Exercise directions> From the entries below, return only the lines starting at the one that contains "PR #1103, opened 2023-09-15" and ending at the one that contains "This specific PR", exactly as they stand.

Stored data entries
*** Block opens ***

Issue #1102, opened 2023-09-15
Mechanism to retain compatibility across x-d-p 1.16 -> 1.17


smcv:
With the move from x-d-p 1.16 to 1.17, users of non-integrated, self-assembled or non-portal-aware desktop environments will find that Flatpak/Snap apps can no longer find a suitable portal backend (#1077 is an example of this). Prior to 1.17, users of these environments were implicitly relying on the fact that distro package dependencies would pull in at least one portal backend (in practice x-d-p-gtk), and x-d-p would run it. As a temporary stopgap I've patched in a hard-coded fallback to x-d-p-gtk in Debian's x-d-p, at a lower priority than trying UseIn; but that isn't going to help other distros, and @ebassi indicated in #1077 that this is unlikely to be accepted upstream.

I am not happy about having that hard-coded fallback, but I'm also not happy about the prospect of knowingly making desktop environments and desktop-environment-like things regress, because I expect that as soon as I remove the fallback, I'll get high-severity bug reports asking "why can't I just", which are relatively likely to be accompanied by accusations of incompetence or malfeasance.

I have been trying to get desktop environments to (set `XDG_CURRENT_DESKTOP` and) add a `${DESKTOP}-portals.conf`, either upstream ([GNOME](https://gitlab.gnome.org/GNOME/gnome-session/-/issues/114), [GNOME Flashback](https://gitlab.gnome.org/GNOME/gnome-flashback/-/issues/91), [Mate](https://github.com/mate-desktop/mate-desktop/issues/574), [Cinnamon](https://github.com/linuxmint/cinnamon/issues/11857), [Xfce](https://gitlab.xfce.org/xfce/xfce4-session/-/issues/181)) or [downstream](https://udd.debian.org/cgi-bin/bts-usertags.cgi?user=xdg-desktop-portal%40packages.debian.org&tag=portals.conf). Actively advocating this in a selection of major desktop environments has already been quite time consuming, so I am not going to be able to do this for all of the desktop environments that I don't use, and certainly not for the long tail of window-managers-that-act-like-a-desktop-environment. I've also had some push-back from window manager maintainers who [don't want to be responsible for choosing portals for their users](https://bugs.debian.org/cgi-bin/bugreport.cgi?bug=1050911).

So I'm asking here: can we do something better/more-compatible in x-d-p that will "do what I mean" for users of less-major desktop environments, without losing the benefits of `portals.conf(5)`?

Some options that spring to mind:

[...]

PR #1103, opened 2023-09-15
Add fallback configuration for what to do if no portal is found via UseIn

smcv:
See #1102. This is an untested implementation of option 2 (but with a slightly different filename, `fallback.conf` might be better).

### DIFF
--- a/src/portal-impl.c
+++ b/src/portal-impl.c
@@ -541,6 +541,14 @@ portal_impl_matches_config (const PortalConfig *config,
   return FALSE;
 }
 
+static void
+warn_please_use_portals_conf (void)
+{
+  g_warning_once ("The preferred method to match portal implementations "
+                  "to desktop environments is to use the portals.conf(5) "
+                  "configuration file");
+}
+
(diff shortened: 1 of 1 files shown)


GeorgesStavracas:
@smcv how bad would it be to release xdg-desktop-portal without this? Should the issue be considered a release blocker?

smcv:
> how bad would it be to release xdg-desktop-portal without this? Should the issue be considered a release blocker?

This specific PR is known-broken (I thought it compiled successfully on my machine, but maybe it never did, and it certainly fails CI) so it's definitely not a release blocker. I pushed it here as a proof-of-concept to give maintainers an idea of how much code one of the options from #1102 would end up adding.

For #1102 I would like to have at least some sort of idea of what direction we're going in, so that I can use that as an input when making decisions in Debian. Please can we discuss that on #1102 rather than here, though?

GeorgesStavracas:
Obsoleted by https://github.com/flatpak/xdg-desktop-portal/pull/1199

*** Block closes ***

Result of this task>
PR #1103, opened 2023-09-15
Add fallback configuration for what to do if no portal is found via UseIn

smcv:
See #1102. This is an untested implementation of option 2 (but with a slightly different filename, `fallback.conf` might be better).

### DIFF
--- a/src/portal-impl.c
+++ b/src/portal-impl.c
@@ -541,6 +541,14 @@ portal_impl_matches_config (const PortalConfig *config,
   return FALSE;
 }
 
+static void
+warn_please_use_portals_conf (void)
+{
+  g_warning_once ("The preferred method to match portal implementations "
+                  "to desktop environments is to use the portals.conf(5) "
+                  "configuration file");
+}
+
(diff shortened: 1 of 1 files shown)


GeorgesStavracas:
@smcv how bad would it be to release xdg-desktop-portal without this? Should the issue be considered a release blocker?

smcv:
> how bad would it be to release xdg-desktop-portal without this? Should the issue be considered a release blocker?

This specific PR is known-broken (I thought it compiled successfully on my machine, but maybe it never did, and it certainly fails CI) so it's definitely not a release blocker. I pushed it here as a proof-of-concept to give maintainers an idea of how much code one of the options from #1102 would end up adding.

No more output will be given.